TASK PROMPT:
Copy exactly the lines that run from the one containing "--log-interval 1" through the end of the entries, both ends included.

DATA:
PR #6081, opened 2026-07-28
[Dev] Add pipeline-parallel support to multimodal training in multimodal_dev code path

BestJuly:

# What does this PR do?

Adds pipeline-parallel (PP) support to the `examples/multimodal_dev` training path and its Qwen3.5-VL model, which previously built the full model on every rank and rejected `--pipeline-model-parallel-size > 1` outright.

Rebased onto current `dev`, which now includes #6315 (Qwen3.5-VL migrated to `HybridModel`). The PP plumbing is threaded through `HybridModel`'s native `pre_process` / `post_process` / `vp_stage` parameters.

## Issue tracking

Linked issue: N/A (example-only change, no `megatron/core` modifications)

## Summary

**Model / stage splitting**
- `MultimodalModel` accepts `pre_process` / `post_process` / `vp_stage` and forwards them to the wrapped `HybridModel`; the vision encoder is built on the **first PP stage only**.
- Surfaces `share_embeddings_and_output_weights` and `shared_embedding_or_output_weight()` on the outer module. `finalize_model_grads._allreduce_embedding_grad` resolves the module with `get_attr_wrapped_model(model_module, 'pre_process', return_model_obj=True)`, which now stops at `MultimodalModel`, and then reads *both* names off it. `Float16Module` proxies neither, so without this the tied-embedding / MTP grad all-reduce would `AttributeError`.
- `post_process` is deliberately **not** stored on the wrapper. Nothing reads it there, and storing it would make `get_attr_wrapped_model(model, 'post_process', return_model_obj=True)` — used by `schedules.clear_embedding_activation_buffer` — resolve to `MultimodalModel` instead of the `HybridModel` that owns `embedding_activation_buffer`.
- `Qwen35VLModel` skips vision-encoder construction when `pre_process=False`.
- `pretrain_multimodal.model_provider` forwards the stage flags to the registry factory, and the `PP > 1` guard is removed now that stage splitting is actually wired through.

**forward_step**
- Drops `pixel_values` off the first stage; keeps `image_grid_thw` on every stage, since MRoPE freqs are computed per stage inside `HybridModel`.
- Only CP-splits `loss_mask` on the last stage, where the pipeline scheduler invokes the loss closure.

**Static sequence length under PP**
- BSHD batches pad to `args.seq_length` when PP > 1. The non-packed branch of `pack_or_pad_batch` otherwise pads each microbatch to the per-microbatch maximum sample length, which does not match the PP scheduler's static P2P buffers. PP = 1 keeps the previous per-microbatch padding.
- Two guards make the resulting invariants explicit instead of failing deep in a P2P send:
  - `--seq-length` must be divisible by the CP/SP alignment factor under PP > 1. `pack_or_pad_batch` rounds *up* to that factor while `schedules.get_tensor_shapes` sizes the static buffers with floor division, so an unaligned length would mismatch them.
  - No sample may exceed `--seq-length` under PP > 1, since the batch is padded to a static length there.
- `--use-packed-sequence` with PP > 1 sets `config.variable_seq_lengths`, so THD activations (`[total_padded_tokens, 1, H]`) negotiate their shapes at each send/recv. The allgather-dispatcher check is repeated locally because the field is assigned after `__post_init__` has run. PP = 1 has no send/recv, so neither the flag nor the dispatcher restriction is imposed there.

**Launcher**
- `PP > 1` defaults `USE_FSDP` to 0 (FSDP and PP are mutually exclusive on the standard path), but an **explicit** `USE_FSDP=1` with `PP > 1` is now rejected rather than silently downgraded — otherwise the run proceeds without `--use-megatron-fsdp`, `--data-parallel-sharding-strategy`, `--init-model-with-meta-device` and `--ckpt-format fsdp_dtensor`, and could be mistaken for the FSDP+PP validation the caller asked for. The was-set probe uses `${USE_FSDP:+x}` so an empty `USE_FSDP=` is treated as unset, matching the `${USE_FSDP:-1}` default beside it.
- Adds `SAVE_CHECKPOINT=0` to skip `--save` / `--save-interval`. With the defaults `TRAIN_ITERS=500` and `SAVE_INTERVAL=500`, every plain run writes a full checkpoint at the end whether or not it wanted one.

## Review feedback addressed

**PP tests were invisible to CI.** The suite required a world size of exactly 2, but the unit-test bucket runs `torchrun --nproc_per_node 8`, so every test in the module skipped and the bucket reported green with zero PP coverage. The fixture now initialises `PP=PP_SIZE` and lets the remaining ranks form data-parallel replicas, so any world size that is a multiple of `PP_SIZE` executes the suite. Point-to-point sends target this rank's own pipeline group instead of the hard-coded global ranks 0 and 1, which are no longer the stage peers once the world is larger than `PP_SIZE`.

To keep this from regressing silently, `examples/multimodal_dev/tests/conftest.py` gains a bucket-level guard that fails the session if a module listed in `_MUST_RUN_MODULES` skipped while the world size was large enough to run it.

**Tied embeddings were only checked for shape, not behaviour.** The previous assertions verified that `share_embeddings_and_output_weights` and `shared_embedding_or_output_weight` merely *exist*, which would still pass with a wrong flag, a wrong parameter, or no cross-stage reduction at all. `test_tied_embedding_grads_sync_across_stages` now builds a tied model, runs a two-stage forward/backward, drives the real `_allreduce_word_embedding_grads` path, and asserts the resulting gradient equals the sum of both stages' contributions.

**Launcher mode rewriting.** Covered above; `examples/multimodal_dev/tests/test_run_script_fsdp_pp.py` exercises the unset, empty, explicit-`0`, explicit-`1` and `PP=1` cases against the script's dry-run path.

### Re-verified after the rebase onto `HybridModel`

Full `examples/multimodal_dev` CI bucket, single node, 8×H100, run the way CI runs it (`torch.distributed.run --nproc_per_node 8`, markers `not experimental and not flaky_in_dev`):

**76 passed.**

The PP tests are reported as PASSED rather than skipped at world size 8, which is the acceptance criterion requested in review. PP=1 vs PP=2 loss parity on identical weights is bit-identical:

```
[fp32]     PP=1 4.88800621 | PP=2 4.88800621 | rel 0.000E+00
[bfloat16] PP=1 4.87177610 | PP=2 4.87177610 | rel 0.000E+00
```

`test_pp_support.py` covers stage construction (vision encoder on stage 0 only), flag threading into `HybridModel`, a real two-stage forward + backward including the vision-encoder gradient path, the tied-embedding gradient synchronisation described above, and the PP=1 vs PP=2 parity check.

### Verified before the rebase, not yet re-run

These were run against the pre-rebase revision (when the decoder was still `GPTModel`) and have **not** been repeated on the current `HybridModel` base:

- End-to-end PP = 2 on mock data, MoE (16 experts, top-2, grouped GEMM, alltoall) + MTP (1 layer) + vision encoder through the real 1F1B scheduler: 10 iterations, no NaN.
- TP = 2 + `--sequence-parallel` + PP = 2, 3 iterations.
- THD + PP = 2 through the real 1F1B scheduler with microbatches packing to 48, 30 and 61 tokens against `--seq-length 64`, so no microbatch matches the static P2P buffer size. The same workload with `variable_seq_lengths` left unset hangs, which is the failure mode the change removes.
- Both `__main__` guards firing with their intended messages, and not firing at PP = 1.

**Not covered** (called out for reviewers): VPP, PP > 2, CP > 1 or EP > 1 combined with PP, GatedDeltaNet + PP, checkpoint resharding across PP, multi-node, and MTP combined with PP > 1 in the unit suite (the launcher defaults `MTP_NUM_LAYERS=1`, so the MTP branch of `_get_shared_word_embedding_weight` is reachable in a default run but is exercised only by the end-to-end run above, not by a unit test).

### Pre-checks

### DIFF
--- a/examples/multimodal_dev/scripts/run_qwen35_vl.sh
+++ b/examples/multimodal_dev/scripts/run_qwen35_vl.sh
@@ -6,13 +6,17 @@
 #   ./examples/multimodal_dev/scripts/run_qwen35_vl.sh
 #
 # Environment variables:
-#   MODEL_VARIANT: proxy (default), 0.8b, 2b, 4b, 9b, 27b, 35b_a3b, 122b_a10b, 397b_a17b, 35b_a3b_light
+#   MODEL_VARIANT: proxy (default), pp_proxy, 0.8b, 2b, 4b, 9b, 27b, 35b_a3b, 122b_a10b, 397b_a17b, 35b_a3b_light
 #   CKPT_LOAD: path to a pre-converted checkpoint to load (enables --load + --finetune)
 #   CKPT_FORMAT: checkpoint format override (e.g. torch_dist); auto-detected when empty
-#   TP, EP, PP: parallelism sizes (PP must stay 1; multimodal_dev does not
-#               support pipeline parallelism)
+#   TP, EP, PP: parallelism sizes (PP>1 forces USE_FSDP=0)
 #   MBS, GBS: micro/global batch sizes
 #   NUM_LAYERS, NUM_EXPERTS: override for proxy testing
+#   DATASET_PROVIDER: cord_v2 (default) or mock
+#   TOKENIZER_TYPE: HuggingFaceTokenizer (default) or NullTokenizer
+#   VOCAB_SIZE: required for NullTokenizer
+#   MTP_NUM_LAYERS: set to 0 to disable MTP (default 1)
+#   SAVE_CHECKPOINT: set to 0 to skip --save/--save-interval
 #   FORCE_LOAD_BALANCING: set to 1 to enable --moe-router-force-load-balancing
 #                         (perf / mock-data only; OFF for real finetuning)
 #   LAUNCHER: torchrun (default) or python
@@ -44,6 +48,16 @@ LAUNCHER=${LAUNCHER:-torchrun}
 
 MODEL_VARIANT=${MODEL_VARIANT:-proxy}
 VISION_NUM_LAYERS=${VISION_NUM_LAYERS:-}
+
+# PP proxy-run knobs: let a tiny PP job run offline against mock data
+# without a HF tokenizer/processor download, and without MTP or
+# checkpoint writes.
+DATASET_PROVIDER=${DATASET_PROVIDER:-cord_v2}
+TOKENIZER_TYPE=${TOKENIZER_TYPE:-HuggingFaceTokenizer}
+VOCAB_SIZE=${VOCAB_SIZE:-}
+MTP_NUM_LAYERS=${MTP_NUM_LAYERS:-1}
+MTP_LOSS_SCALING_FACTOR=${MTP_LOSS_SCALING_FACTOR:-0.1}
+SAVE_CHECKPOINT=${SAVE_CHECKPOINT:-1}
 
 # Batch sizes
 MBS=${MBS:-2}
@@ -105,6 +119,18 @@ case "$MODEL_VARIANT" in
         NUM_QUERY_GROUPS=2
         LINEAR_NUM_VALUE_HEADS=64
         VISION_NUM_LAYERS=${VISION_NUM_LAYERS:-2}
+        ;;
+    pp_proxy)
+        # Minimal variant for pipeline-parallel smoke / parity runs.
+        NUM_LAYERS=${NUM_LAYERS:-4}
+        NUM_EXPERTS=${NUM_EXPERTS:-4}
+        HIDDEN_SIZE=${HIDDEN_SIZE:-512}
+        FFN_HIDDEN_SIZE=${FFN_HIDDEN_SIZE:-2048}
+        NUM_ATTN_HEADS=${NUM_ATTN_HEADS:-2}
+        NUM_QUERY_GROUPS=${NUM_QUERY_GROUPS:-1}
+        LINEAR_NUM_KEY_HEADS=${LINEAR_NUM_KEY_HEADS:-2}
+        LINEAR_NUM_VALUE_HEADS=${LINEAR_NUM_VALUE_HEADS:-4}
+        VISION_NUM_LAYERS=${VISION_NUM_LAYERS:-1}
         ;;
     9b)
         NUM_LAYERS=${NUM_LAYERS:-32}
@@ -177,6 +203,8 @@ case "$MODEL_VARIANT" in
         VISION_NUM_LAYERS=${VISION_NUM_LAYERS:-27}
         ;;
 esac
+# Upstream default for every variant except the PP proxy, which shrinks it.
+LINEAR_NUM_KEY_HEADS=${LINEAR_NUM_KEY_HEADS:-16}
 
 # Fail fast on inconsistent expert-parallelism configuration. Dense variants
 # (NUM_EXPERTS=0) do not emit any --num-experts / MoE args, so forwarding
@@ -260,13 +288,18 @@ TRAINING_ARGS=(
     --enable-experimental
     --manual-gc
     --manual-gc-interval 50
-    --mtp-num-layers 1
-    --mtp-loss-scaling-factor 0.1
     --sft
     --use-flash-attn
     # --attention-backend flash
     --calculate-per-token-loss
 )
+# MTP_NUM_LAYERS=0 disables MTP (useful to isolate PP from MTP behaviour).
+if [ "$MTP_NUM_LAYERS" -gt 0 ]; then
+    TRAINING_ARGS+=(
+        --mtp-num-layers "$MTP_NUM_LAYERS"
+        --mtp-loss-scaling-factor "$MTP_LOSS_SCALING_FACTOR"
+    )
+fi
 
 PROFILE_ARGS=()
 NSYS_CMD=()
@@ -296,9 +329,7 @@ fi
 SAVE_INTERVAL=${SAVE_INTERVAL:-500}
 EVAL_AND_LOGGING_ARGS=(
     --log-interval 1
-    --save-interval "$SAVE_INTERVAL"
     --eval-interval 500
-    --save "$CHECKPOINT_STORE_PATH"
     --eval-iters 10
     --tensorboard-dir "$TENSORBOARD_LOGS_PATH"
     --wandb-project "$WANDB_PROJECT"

ANSWER TO THE PROBLEM:
     --log-interval 1
-    --save-interval "$SAVE_INTERVAL"
     --eval-interval 500
-    --save "$CHECKPOINT_STORE_PATH"
     --eval-iters 10
     --tensorboard-dir "$TENSORBOARD_LOGS_PATH"
     --wandb-project "$WANDB_PROJECT"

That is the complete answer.